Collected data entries
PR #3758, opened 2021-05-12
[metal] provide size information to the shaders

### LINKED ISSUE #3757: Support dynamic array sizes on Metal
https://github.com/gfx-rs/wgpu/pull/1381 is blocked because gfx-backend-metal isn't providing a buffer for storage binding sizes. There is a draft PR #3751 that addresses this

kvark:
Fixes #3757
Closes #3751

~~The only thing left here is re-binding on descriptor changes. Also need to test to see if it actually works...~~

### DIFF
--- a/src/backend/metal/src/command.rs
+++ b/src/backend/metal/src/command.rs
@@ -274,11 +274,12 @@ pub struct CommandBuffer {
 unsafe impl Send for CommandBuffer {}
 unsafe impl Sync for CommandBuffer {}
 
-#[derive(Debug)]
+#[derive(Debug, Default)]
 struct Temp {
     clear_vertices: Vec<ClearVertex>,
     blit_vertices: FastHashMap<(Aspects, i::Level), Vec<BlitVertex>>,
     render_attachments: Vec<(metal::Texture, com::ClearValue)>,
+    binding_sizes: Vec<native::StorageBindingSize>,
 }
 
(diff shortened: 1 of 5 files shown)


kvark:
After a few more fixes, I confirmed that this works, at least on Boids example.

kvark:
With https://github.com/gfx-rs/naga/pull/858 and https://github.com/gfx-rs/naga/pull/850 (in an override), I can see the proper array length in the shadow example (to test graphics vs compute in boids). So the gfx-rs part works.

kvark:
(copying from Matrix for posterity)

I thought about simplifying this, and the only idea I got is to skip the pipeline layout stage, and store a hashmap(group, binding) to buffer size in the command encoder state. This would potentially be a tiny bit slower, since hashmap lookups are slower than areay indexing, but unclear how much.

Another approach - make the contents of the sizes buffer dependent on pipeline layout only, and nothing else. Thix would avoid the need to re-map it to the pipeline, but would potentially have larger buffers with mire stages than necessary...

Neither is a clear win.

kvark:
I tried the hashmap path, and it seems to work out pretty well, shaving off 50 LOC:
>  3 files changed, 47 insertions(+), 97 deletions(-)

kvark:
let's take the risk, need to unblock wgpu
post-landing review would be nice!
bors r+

• [The task]:
Here the job is to transcribe the lines from the first line of the data through the line containing "Closes #3751", inclusive, exactly and with nothing else.

• [Result of this exercise]:
PR #3758, opened 2021-05-12
[metal] provide size information to the shaders

### LINKED ISSUE #3757: Support dynamic array sizes on Metal
https://github.com/gfx-rs/wgpu/pull/1381 is blocked because gfx-backend-metal isn't providing a buffer for storage binding sizes. There is a draft PR #3751 that addresses this

kvark:
Fixes #3757
Closes #3751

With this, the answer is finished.